### WHAT THE TASK REQUIRES
Using the entries that follow, give only the number of lines with the word "voucher" in them.

Stored items
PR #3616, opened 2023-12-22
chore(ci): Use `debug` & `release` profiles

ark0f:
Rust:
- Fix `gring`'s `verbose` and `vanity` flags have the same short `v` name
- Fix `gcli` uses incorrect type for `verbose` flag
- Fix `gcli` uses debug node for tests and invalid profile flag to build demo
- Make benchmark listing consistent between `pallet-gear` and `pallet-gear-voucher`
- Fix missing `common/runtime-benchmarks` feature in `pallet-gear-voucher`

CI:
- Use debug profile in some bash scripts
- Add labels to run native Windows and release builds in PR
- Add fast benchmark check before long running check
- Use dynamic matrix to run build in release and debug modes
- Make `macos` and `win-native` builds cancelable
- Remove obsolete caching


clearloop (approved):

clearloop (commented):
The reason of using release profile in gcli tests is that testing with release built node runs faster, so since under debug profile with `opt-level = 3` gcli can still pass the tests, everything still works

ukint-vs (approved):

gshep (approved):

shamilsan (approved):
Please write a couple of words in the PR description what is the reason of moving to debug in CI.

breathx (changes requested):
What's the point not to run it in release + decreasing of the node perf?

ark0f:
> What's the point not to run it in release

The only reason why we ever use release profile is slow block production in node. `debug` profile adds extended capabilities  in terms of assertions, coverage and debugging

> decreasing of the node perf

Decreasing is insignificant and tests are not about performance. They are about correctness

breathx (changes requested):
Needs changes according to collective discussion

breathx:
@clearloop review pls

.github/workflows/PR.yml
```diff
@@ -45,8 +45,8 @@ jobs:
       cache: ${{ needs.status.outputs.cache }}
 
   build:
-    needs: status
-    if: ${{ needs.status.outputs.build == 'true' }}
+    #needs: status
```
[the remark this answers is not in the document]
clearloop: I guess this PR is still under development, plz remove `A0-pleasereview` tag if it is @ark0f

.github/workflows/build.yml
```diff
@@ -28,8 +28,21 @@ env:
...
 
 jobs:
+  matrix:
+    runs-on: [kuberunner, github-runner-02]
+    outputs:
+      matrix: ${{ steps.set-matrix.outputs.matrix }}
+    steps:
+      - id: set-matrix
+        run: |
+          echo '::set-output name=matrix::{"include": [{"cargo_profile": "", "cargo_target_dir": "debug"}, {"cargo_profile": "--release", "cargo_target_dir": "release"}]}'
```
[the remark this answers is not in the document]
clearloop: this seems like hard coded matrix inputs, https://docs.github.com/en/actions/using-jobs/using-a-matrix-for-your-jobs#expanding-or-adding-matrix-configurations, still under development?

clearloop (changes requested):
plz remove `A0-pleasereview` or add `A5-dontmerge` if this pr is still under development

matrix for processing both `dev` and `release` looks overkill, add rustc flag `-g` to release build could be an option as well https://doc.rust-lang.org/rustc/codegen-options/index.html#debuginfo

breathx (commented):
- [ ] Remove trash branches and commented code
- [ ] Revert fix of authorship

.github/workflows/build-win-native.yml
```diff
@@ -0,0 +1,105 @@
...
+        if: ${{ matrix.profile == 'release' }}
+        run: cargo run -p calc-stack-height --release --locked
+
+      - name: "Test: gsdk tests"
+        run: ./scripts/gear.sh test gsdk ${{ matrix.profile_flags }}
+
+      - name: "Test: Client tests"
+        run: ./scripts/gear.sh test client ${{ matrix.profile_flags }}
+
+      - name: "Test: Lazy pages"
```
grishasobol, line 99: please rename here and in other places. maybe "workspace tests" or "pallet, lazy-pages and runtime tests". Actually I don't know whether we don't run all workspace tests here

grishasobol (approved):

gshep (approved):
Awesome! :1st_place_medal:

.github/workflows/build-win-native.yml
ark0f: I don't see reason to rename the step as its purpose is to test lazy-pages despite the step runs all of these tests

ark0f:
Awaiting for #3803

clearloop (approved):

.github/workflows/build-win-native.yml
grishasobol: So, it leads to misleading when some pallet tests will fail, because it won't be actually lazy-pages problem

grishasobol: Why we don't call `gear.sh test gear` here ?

...

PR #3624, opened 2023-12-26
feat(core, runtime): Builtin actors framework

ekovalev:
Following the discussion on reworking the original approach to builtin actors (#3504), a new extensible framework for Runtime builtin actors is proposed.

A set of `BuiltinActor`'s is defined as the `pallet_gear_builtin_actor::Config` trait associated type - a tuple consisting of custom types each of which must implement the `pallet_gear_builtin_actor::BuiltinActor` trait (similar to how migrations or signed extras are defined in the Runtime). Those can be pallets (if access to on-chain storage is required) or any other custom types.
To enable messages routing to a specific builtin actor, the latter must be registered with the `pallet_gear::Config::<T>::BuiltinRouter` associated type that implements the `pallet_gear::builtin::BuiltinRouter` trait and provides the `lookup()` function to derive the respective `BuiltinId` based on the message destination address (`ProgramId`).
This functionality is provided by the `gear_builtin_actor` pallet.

--

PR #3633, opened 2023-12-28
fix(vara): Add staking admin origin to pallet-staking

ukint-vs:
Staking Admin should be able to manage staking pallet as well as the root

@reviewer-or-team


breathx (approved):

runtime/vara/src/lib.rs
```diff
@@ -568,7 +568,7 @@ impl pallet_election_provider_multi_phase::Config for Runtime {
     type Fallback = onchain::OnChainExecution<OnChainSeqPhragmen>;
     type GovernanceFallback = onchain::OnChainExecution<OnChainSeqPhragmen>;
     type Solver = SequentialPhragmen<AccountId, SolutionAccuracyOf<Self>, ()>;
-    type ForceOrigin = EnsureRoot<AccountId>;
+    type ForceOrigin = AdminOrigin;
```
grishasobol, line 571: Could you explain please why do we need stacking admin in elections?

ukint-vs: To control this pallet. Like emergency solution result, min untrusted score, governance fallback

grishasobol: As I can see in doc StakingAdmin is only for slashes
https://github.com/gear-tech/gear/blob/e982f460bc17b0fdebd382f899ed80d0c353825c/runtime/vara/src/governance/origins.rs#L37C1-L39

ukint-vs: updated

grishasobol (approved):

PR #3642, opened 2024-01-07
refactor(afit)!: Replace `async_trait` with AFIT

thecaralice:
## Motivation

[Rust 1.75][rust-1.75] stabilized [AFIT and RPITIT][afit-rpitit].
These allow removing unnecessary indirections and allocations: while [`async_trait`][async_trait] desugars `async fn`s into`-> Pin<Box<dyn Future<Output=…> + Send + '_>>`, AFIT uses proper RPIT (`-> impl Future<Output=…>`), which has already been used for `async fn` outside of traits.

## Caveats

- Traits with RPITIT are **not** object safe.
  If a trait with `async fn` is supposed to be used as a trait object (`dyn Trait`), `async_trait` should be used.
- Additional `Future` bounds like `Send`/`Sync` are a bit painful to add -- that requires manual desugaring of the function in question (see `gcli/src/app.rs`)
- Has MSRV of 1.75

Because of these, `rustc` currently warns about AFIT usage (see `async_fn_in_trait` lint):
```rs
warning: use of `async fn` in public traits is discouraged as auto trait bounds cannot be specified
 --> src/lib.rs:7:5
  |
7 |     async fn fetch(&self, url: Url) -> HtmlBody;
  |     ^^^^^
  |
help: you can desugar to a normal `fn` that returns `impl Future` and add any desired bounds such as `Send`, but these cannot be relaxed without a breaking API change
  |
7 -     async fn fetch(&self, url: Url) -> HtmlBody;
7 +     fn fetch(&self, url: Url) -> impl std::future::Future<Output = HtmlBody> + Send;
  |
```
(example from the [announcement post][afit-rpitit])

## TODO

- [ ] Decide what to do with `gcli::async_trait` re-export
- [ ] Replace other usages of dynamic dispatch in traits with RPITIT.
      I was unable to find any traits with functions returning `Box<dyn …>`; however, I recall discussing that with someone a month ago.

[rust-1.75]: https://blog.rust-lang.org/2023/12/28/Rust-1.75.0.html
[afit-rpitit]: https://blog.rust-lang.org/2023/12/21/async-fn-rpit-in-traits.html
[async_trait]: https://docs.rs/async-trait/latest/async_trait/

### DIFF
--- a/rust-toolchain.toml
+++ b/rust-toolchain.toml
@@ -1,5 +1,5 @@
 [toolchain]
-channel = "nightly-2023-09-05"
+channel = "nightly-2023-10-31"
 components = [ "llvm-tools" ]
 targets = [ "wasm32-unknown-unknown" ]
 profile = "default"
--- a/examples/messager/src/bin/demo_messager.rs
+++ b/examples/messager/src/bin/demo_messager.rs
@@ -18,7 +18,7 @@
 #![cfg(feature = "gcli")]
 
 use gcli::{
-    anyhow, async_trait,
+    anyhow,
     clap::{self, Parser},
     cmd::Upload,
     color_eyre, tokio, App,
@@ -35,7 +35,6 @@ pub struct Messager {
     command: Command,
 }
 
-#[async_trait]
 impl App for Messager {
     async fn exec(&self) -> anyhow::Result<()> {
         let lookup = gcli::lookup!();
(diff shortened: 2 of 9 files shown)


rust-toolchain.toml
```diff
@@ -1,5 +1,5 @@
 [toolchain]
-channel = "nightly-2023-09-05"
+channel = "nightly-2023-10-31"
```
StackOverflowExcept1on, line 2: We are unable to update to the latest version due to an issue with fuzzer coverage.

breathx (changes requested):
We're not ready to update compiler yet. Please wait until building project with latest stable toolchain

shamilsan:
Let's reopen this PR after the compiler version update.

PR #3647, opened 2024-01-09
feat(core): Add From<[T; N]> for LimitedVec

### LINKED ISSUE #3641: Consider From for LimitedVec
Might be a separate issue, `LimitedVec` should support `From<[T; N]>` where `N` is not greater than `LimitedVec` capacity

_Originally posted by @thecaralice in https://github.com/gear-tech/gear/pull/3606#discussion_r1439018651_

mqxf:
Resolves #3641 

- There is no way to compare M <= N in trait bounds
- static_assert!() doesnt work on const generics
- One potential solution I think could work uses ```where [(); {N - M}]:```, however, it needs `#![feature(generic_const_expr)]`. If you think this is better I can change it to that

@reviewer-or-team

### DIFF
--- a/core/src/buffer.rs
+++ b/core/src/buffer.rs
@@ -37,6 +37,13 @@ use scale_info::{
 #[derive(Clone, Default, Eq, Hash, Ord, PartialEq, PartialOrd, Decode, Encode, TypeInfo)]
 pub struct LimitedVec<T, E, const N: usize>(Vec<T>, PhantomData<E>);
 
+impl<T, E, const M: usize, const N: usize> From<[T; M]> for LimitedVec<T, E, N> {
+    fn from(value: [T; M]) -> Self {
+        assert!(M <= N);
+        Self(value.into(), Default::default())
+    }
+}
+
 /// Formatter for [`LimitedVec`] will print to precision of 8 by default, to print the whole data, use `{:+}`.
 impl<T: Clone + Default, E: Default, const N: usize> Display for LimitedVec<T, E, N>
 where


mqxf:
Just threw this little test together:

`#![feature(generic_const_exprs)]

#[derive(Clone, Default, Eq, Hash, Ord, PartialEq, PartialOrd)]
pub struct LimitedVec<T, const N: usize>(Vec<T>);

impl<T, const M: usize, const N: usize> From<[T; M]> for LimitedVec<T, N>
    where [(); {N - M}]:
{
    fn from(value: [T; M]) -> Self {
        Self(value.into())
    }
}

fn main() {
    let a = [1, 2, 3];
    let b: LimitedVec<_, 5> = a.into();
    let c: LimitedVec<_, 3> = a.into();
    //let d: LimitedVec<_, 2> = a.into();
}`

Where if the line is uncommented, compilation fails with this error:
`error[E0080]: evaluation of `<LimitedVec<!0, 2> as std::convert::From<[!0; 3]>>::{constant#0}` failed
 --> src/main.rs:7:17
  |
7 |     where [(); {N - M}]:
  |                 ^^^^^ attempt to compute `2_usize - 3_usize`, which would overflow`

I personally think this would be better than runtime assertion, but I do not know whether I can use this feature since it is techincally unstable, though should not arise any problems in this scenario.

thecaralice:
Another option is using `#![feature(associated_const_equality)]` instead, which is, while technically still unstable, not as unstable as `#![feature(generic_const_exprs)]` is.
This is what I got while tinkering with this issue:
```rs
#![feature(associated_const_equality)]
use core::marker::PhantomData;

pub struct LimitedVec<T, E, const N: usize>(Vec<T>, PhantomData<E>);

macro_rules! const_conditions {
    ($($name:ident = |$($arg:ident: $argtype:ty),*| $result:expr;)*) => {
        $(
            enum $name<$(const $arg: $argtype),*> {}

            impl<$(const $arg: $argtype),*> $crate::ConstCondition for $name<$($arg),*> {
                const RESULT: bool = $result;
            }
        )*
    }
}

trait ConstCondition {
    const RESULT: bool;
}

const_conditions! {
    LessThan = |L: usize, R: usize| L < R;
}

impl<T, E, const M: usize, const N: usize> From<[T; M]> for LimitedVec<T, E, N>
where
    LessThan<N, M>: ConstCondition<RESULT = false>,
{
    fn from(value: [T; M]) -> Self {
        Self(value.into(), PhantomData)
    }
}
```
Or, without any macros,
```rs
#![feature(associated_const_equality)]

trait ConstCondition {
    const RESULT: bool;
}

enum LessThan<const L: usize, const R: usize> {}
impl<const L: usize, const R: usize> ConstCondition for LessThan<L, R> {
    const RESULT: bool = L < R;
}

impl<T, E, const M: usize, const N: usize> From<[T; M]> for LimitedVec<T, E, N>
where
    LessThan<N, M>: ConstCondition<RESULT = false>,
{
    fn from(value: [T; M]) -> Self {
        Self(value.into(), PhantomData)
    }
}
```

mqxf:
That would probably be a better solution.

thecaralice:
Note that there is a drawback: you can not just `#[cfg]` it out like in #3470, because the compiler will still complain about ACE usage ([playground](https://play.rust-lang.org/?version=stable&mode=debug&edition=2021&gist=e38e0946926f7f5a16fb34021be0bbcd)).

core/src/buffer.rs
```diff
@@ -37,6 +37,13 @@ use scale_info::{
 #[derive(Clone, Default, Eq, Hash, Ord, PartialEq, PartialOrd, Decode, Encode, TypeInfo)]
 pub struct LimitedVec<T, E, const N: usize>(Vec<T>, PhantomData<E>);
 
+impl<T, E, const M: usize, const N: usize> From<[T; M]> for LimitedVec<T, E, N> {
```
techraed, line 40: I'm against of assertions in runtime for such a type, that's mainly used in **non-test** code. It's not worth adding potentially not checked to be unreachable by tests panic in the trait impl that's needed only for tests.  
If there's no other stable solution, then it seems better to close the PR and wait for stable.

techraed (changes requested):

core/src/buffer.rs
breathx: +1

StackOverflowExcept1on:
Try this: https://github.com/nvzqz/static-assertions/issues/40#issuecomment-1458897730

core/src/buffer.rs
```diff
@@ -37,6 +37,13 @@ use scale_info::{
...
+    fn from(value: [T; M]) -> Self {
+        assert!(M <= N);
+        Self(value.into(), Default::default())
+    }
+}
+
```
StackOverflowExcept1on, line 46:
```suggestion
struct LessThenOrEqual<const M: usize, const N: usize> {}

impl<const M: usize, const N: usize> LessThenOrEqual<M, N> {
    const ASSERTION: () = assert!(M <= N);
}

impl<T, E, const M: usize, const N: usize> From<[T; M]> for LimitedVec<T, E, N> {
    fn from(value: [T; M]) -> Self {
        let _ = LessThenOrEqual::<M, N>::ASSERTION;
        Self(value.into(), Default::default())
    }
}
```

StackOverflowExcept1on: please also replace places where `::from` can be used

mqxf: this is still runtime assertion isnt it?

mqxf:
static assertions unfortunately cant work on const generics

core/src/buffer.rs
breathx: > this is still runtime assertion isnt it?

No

### SOLUTION
2